PR #193, opened 2021-11-04
Fix bug in PbfLoader

adahn6:
### Description:

PbfLoader accidentally regenerates raw atlases instead of using the sub atlas optional 💀 

### Potential Impact:

Data quality should be better limited to shard bounds, atlas generation time will drop since we don't do it twice anymore

### Unit Test Approach:

No unit test since this actually behaved as expected with respect to data generation, it's just doing it twice unnecessarily.

### Test Results:

------


matthieun (approved):
🥳

PR #195, opened 2021-12-01
pbfShardGenerator: Add bounds to extracted pbf files

tsmock:
### Description:

This is mostly so that software can see the bounds without having to
figure out what shard the file (i.e., so we can more easily look at an
area in JOSM and figure out what is going on around the boundary).


atiannicelli (approved):
Awesome

PR #196, opened 2021-12-16
PersistenceTools: log4j -> slf4j logging

tsmock:
Move to slf4j logging throughout atlas generator.

I should have used slf4j initially, anyway.

There should be no impact on downstream projects.

See also
* https://github.com/osmlab/atlas-checks/pull/644
* https://github.com/osmlab/atlas/pull/780

### DIFF
--- a/build.gradle
+++ b/build.gradle
@@ -6,8 +6,8 @@ plugins {
     id 'signing'
     id 'checkstyle'
     id 'jacoco'
-    id "com.diffplug.gradle.spotless" version "3.27.0"
-    id 'org.sonarqube' version '2.8'
+    id "com.diffplug.spotless" version "6.1.0"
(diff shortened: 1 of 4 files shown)


tsmock:
Note: We can use dependency substitution to use the osgeo -norce version instead of excluding osgeo.

atiannicelli:
log4j 2.16.0 creates another vulnerability (CVE-2021-45105). So we need to upgrade to 2.17.0

tsmock:
> log4j 2.16.0 creates another vulnerability ([CVE-2021-45105](https://github.com/advisories/GHSA-p6xc-xr62-6r2g)). So we need to upgrade to 2.17.0

`atlas-generator` does not _explicitly_ depend upon Log4J. It is visible from `atlas`.

adahn6 (approved):

PR #6197, opened 2026-08-11
fix(server): recover threads whose worktree was removed

mackinleysmith:
## Problem

A thread whose git worktree is removed becomes permanently unusable, even though nothing about the conversation was actually lost.

The failure needs two things to line up, and neither is rare:

1. **The provider session drops.** Auto-update restarts call `stopAll`; the idle reaper stops sessions after 30 minutes. Both are meant to be survivable — that is what the persisted resume cursor is for.
2. **The thread's worktree is gone.** `recoverSessionForThread` replays the persisted cwd verbatim, with no check that it still exists.

Alone, each is harmless. Together the resume fails, and because provider CLIs key their transcript store off the cwd, the failure surfaces as a generic `session not found` — which `toSessionError` then relabelled as `ProviderAdapterSessionNotFoundError: Unknown claudeAgent adapter thread`. That reads like the thread is gone. It isn't: the transcript is still on disk and the full message history is still in our own projection. Nothing clears the stale resume cursor either (`ProviderSessionDirectory.upsert` deliberately preserves it), so every later turn repeats the identical doomed resume.

Observed on a real host: a 17-minute-old thread, never deleted or archived, died on the next turn after an auto-update restart. Its worktree was gone; its transcript and all 12 of its messages were intact. Across that machine, **140 of 166 live threads** pointed at a worktree that no longer existed — including threads with 167, 144, and 126 messages.

## What this changes

Four commits, each independently reviewable:

| Commit | What |
|---|---|
| `stop reporting non-session failures as unknown sessions` | `toSessionError` matched a bare `"not found"` substring. The SDK uses that same wording for a missing CLI binary and for missing files under the resumed cwd, so install problems and dead directories were both reported as unknown threads. Now requires the message to be about a session. |
| `add worktree prune to the git driver` | A directory removed without `git worktree remove` leaves an admin entry claiming the path, which makes `git worktree add` refuse it. `git worktree prune` only drops entries whose directory is already gone. |
| `refuse to resume a session into a missing working directory` | Stat the persisted cwd before resuming; fail with a typed `ProviderSessionWorkspaceMissingError` instead of launching a doomed CLI. A failed stat is treated as present, so a transient error cannot strand a healthy thread. |
| `recreate a thread's worktree before starting a turn` | Turn start prunes and recreates the worktree from the thread's branch before the session is resolved. Best-effort — on failure the turn proceeds so existing handling reports the real reason. Either outcome appends a thread activity, because a recreated worktree means uncommitted work in the old one is gone and that should be visible. |

## Testing

- `typecheck` clean.
- 260 tests pass across `ProviderService`, `ProviderCommandReactor`, `GitVcsDriverCore`, `GitWorkflowService`, and `server.test.ts`.
- Both new tests were verified to **fail without their fix** — each production change was disabled in turn and the corresponding test went red, then restored.

## Notes for reviewers

- `ProviderService` now requires `FileSystem`. Production wiring already provided it; three test layers did not. Fixing that surfaced a latent issue where `NodeServices.layer` was passed as a sibling inside `Layer.mergeAll`, which builds in parallel and would not have satisfied the dependency — moved beneath via `Layer.provideMerge`.
- `appendWorkspaceActivity` deliberately duplicates the shape of `appendProviderFailureActivity` rather than generalising it, because the latter hardcodes `tone: "error"` and a closed `kind` union that would have to widen across every existing call site.

## What this does not fix

**It does not stop worktrees from being deleted.** I could not determine the cause — there is no cleanup timer, no script, and no automatic removal in the codebase (`removeWorktree` is only reachable from the thread-delete flow). This makes the symptom survivable rather than absent; the deletion itself deserves its own investigation.

Recovery is also limited to threads whose branch still exists. On the host above that was 136 of 140 — but a thread whose branch is also gone will still fail, now with a clear typed error instead of a misleading one.

---

> [!NOTE]
> **Medium Risk**
> Touches turn-start orchestration, provider session resume, and git worktree operations on the critical path for every turn with a worktree; behavior is mostly best-effort repair plus explicit typed failures when repair cannot run.
> 
> **Overview**
> Threads could become stuck after a provider restart when the thread’s **git worktree directory was gone**: resume replayed the persisted cwd and provider CLIs reported misleading “session not found” errors.
> 
> **Turn start** now runs **`ensureThreadWorkspace`** before resolving the provider session: if the worktree path is missing or not a directory, it **`git worktree prune`**s stale entries, **recreates the worktree** from the thread branch (best-effort), and appends **`provider.workspace.restored`** thread activity on success or failure.
> 
> **Provider resume** paths (`startSession` with a resume cursor and `recoverSessionForThread`) **`stat` the cwd** and fail with **`ProviderSessionWorkspaceMissingError`** instead of launching the adapter when the workspace is unusable; the resume cursor is preserved.
> 
> The git stack gains **`pruneWorktrees`** (`git worktree prune`). The Claude adapter only maps **session-specific** “not found” patterns to session errors. Tests and layers are updated so **`FileSystem` / `NodeServices`** satisfy session-recovery checks.
> 
> <sup>Reviewed by [Cursor Bugbot](https://cursor.com/bugbot) for commit 9e0229a27068080d9e1f9c65b510c78becc6e6c1. Bugbot is set up for automated code reviews on this repo. Configure [here](https://www.cursor.com/dashboard/bugbot).</sup>

> [!NOTE]
> ### Recover provider threads whose git worktree directory has been removed
> - Before starting a provider turn, `ProviderCommandReactor` now calls `ensureThreadWorkspace`, which checks if the thread's worktree path exists and is a directory, runs `git worktree prune` to drop stale admin entries, then recreates the worktree from the thread branch if missing. A workspace restoration activity is appended to the thread on success or failure.
> - `ProviderService` now guards session resume paths with `assertResumeWorkspaceExists`, failing with the new `ProviderSessionWorkspaceMissingError` when the persisted cwd is missing or not a directory. Fresh sessions without a resume cursor are unaffected.
> - `GitWorkflowService` and `GitVcsDriver` gain a `pruneWorktrees(cwd)` method that runs `git worktree prune` with a 15s timeout.
> - The Claude adapter's `toSessionError` now matches session-not-found errors against specific regex patterns instead of a substring check, preventing misclassification of unrelated 'not found' errors (e.g. missing CLI binary or files under the resumed cwd).
>
> 
>
> <sup><a href="https://app.macroscope.com">Macroscope</a> summarized 9e0229a.</sup>
> 
>


mackinleysmith:
Confirmed and fixed in `ec24a7fa` — thanks, this was a real gap and more significant than medium.

Turn start does not reach `recoverSessionForThread` at all in the scenario this PR targets. `buildSendTurnRequestForThread` calls `ensureSessionForThread` first; after a restart there is no live adapter session, so `existingSessionThreadId` is null and it goes straight to `startProviderSession` → `providerService.startSession`, which resumes from the persisted cursor. By the time `sendTurn` runs, `hasSession` is true, so the recovery path never fires. The guard was sitting on the less-travelled branch.

It was masked because `ensureThreadWorkspace` recreates the worktree before the turn, so the guard is only needed when that repair fails — branch also deleted, which was 4 of 140 cases on the host I profiled. Real, just narrow.

Fix extracts the check into `assertResumeWorkspaceExists` and applies it to `startSession` too, gated on `effectiveResumeCursor !== undefined` so a fresh session with a not-yet-provisioned workspace is unaffected. New test covers the start-session path specifically; verified it fails with the guard disabled.

The doc-comment point was also correct — it claimed the reactor catches this error and retries. It does neither. Rewritten to describe what actually happens.

mackinleysmith:
Worked through all four findings — three valid and fixed in `2f0e095d`, one I believe is incorrect.

**Valid — `resolveProject` unguarded (High).** Confirmed, and it was worse than described because I widened it. `hasHandledTurnStartRecently` caches the dedupe key *before* any work, and `processDomainEventSafely` only logs a warning — so a failure escaping this best-effort helper drops the turn with no failure activity for the full 30 minute TTL. A `resolveProject` call already existed in this handler, but only on the first-turn branch; putting one on every turn made a narrow failure mode general. Guarded as suggested.

**Valid — `exists()` accepts a non-directory (High).** Correct. Now stats and requires `type === "Directory"`. One refinement on the suggested fix: a naive `stat` + `orElseSucceed(true)` inverts the guard, because `stat` on a *missing* path fails and would be read as "fine" — which is the case the guard exists for. Only `NotFound`/`BadArgument` count as unusable; other failures still pass so a permissions or transient error cannot strand a healthy thread. Added a test with a plain file at the worktree path; verified it fails against the old `exists()` check.

**Valid — null resume cursor (Low, from Bugbot).** A persisted cursor is `null` rather than `undefined` when there is no resume state, so `!== undefined` treated a non-resuming start as a resume. Now excludes both.

**Not valid — `git worktree prune` needs `--expire now` (High).** Git prunes entries whose directory is already gone unconditionally; the expiry threshold applies to other kinds of stale entry, not this one. Tested directly on git 2.50.1:

```
$ git worktree add /tmp/wtt/wt2 -b feat2 && rm -rf /tmp/wtt/wt2
$ git worktree prune -v --dry-run
Removing worktrees/wt2: gitdir file points to non-existent location
```

and a plain `prune` followed by `git worktree add` at the same path succeeds. Adding `--expire now` would widen what gets pruned beyond this method's purpose, so I have left it as is — happy to revisit if you have a case where the plain form is insufficient.

mackinleysmith:
Valid — fixed in `c2cec3ae`.

Confirmed by convention rather than just reasoning: this file re-raises interrupts in **eight** other places (`processDomainEventSafely`, the title-regeneration handlers, and others), and my three `catchCause` sites in `ensureThreadWorkspace` were the only ones that did not. Since the helper runs inline on the turn-start fiber, a shutdown or worker drain mid-restore was flattened into a warning (or `false` for `createWorktree`) and the fiber continued into session start — which for a PR about session lifecycle is a bad way to lose a shutdown.

All three now re-raise via `Effect.failCause` when `Cause.hasInterruptsOnly(cause)`.

Scoped deliberately to the `catchCause` sites: the two `orElseSucceed` recoveries in the same helper (`fileSystem.exists`, `resolveProject`) recover from a *typed failure* only and never observe an interrupt, so they did not need changing. Same for the `Effect.catch` on `stat` in `ProviderService`.

Also rebased onto the `main` merge that landed on the branch. Re-verified against it: typecheck clean, 262 tests passing across the six affected files.

t3dotgg:
> [!NOTE]

Closing in favor of [#7839](https://github.com/pingdotgg/t3code/pull/7839). The missing-worktree recovery from this PR was extracted and merged there. Any remaining session-resume or error-classification changes can be proposed separately.

PR #6233, opened 2026-08-11
fix(web): keep interrupted environment queries pending

serabi:
## What Changed

- Prevent cancelled requests from appearing as errors.
- Keep showing real errors when something actually goes wrong.
- Add tests for both cases.

## Why

T3 Code was cancelling requests when reconnecting and I was seeing a confusing internal message:

`All fibers interrupted without error`

This made the Pull Requests page look broken even though retrying often worked. This PR adds an update to show the normal loading state until a new result arrives.

I tested this both before and after with a couple projects. The logs showed several cancelled pull-request requests, followed by a successful response. After the fix, the error screen did not appear.

## UI Changes

There is no new design. The app now shows its existing loading state instead of an internal error.

Screenshot from before:

Could not load pull requests error

## Checklist

> [!NOTE]
> ### Fix `useEnvironmentQuery` to treat interrupted failures as pending
> When an environment query is interrupted (e.g. due to cancellation), `useEnvironmentQuery` previously surfaced the interruption as an error. It now checks `Cause.hasInterruptsOnly` on failure causes and, if true, treats the result as pending with no error instead. Only genuine (non-interrupted) failures expose an error message. Tests in [query.test.ts](https://github.com/pingdotgg/t3code/pull/6233/files#diff-e270f494d4a812045f777068cd8cf4145957f720a4c688bb08570b6937e35cf3) cover both cases.
>
> 
>
> <sup><a href="https://app.macroscope.com">Macroscope</a> summarized 0c80679.</sup>
> 
>

### DIFF
--- a/apps/web/src/state/query.test.ts
+++ b/apps/web/src/state/query.test.ts
@@ -1,0 +1,35 @@
+import * as Cause from "effect/Cause";
+import { AsyncResult, Atom } from "effect/unstable/reactivity";
+import { describe, expect, it, vi } from "vite-plus/test";
+
+const harness = vi.hoisted(() => ({
+  result: null as AsyncResult.AsyncResult<unknown, unknown> | null,
+  refresh: vi.fn(),
+}));
+
+vi.mock("@effect/atom-react", () => ({
+  useAtomRefresh: () => harness.refresh,
+  useAtomValue: () => harness.result,
+}));
+
+import { useEnvironmentQuery } from "./query";
+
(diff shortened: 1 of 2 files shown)


t3dotgg:
> [!NOTE]

Closing as covered by [#8117](https://github.com/pingdotgg/t3code/pull/8117). The shared query runtime now waits through reconnects and runs the query again when the session is ready. That addresses the reported interruption without making every interruption look like permanent loading in the web wrapper.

********

**Problem to solve:** Your answer should be the lines above, from the line containing "fix(server): recover threads" up to and including the line containing "2. **The thread's", reproduced exactly and with nothing else.

**Answer area:**
fix(server): recover threads whose worktree was removed

mackinleysmith:
## Problem

A thread whose git worktree is removed becomes permanently unusable, even though nothing about the conversation was actually lost.

The failure needs two things to line up, and neither is rare:

1. **The provider session drops.** Auto-update restarts call `stopAll`; the idle reaper stops sessions after 30 minutes. Both are meant to be survivable — that is what the persisted resume cursor is for.
2. **The thread's worktree is gone.** `recoverSessionForThread` replays the persisted cwd verbatim, with no check that it still exists.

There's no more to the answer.